Descension review – FableMosh (Digital Release) ★★☆☆☆

Stock image. Photo by smallbox on Unsplash

Lora Krasteva’s Descension kicks off a series of works on the new interactive digital theatre platform FableMosh, developed by Nottingham-based theatre company Chronic Insanity. Taking last year’s UK far-right, anti-immigration protests and riots as inspiration, Krasteva’s mini spoken word play imagines a world where migrants in the UK begin to disappear. The ‘pandemic’ recalls the early days of Covid with “daily updates and numbers” on the spread.

You have the option to choose your own cast on the interactive platform, add an ambient soundscape and adjust its volume to your preference – a feature that many television viewers might welcome. With zero variation in the soundscape, the latter becomes a distraction that I turn down and eventually turn off. That is as far as the interactive elements go – at least on this production (five more are set to follow, coming monthly between now and August).

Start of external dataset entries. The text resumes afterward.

PR #3759, opened 2023-04-13
Fixes #3758 - Fix a problem with issue getting lost when filing an auth report

### LINKED ISSUE #3758: Fix a problem with issue getting lost when filing an auth report
STR: 

1. Log out on https://webcompat.com/ if logged in (but remain logged in on GitHub)
2. Visit https://www.benefits.ml.com/Login/Login
3. Click on Help > Report site issue
4. Fill in the form and click in Report via GitHub

Expected:
Issue filed and redirected to the issue page, i.e. `https://webcompat.com/issues/<issue-id>`

Actual:
Redirect to the main page, issue gets lost

The problem seems to be that the form is not saved to session cookie, likely due to it containing too much data:

`
projects/webcompat.com/env/lib/python3.9/site-packages/werkzeug/sansio/response.py:235: UserWarning: The 'session' cookie is too large: the value was 6970 bytes but the header required 26 extra bytes. The final size was 6996 bytes but the limit is 4093 bytes. Browsers may silently ignore cookies larger than this.
`

The saving is happening here:

```python
        # Authenticated reporting
        if form.get('submit_type') == 'github-auth-report':
            if g.user:
                ...
            else:
                # Stash form data into session, go do GitHub auth
                session['form'] = form
                return redirect(url_for('login'))
```

And at retrieval `session.get('form', None)` is actually `None`:

```python
# OAuth2 callback handler that GitHub requires.
# If this moves, it needs to change in GitHub settings as well
@app.route('/callback')
@github.authorized_handler
def authorized(access_token=None):
    """Set the callback route for oauth2 with GitHub."""
    ...
    ...
    if session.get('form', None) is not None:
        return redirect(url_for('file_issue'))
    else:
        return redirect(g.referer)
```

This is a variation of https://github.com/webcompat/webcompat.com/issues/3508. 

It only happens on some websites and I think the reason is the large amount of console logs. To fix this, we can strip the console logs from the form, since it's being saved in a separate file anyways.

ksy36:
There is a bit of investigation in https://github.com/webcompat/webcompat.com/issues/3758#issue-1666894730, but in short, stripping the form of console logs after they're saved in a separate file helps reduce the amount of serialized data stored in the session cookie.

### DIFF
--- a/webcompat/static/js/lib/wizard/steps/upload-helper/console-logs-upload.js
+++ b/webcompat/static/js/lib/wizard/steps/upload-helper/console-logs-upload.js
@@ -35,6 +35,9 @@ export const uploadConsoleLogs = () => {
   const formdata = new FormData();
   formdata.append("console_logs", JSON.stringify(details.consoleLog));
 
+  delete details.consoleLog;
+  detailsInput.val(JSON.stringify(details));
+
   return $.ajax({
     contentType: false,
     processData: false,


denschub (approved):
Ohh, good catch!

ksy36:
Thanks!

There is only one character in Descension who recounts events in general terms so the casting potential is limited, restricting the interactive element further. There is the opportunity to switch the performer you are watching at any point – something that isn’t seamlessly matched (switch and you’ll likely hear one or two sentences you’ve already heard) but which is fine, provided you don’t change too often.

The real issue is not technical, it’s that there is little benefit to changing. To fully inform this review, I cycle through the eight performers who sit in front of the same (unused) green screen, script-in-hand. Each has their own take on the character. I move from Jamie Stewart, formal and quietly indignant, to the casual and confounded Emily Webster – two strikingly different takes, and yet nothing really changes. A move from Peyvand Sadeghian’s breathless telling of events to Jordan Laidley’s meandering take provides similar results.

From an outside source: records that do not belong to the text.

PR #3771, opened 2023-06-20
Fixes #3769 - Dual form reporter

### LINKED ISSUE #3769: Create a simplified UI for the dual flow form
The new UI should contain:

"Url"
"Description"
“Submit” button (simple report) - user can submit the report right away without providing additional details. This report won't be stored in GitHub, only BigQuery.
“Add more details” button (current reporting flow) - user will proceed to the detailed report, i.e. Category, Tested browsers, Screenshot, Submit. This report will be stored in both GitHub and BigQuery.

ksy36:
In this PR I've added the following:
- Dual flow for the reporter
- Reports are saved to BQ for both short and detailed reports


denschub (approved):
My Python skills aren't the strongest, but this looks reasonable - and it works. r+ :)

ksy36:
Thanks!

PR #3777, opened 2023-07-18
BigQuery-related changes

denschub:
Two things,

- Since I've had to recreate tables anyway, I renamed `user_reports_test` to `user_reports_staging` so that it is very clear what that table is, and that it's used on staging (as opposed to "this is a temporary table used for some testing")
- `reported_at` was not meant to be `REPEATABLE`. Whoops.

r? @ksy36


ksy36 (approved):

ksy36:
Thanks :)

There is little opportunity for the performers to add their unique stamp to the role, particularly when the character they’re playing is barely a character at all. At its best it recalls Simon Stephens’ adaptation of José Saramago’s novel Blindness, which played at the Donmar Warehouse in August 2020 as lockdown restrictions first began to lift, but, for the most part, the story is too high-level, the examination of its themes too thin and the images too obvious to create a similarly striking immersive experience.

For example, to begin, our narrator lists all the things that happened when the immigrants first disappeared: the NHS collapsing, people dying, fewer doctors, longer queues, no blood samples, machines beeping, phones ringing unanswered, the post office stopped delivering letters, no one played football, no one was at the gym, no baristas, no litter-pickers, chaos, mayhem, and so on and so on. Krasteva labours the point.

The format doesn’t help matters. As a viewer, it mostly feels exactly how it looks: someone sitting on a chair reading from a page. You can see the potential in what Chronic Insanity is trying to do here – the prospect of a play’s meaning subtly shifting depending on how a cast selected by the viewer interprets their characters – but, in a one-person show with little drama and actors reading from scripts as if at an early table read, it falls entirely flat.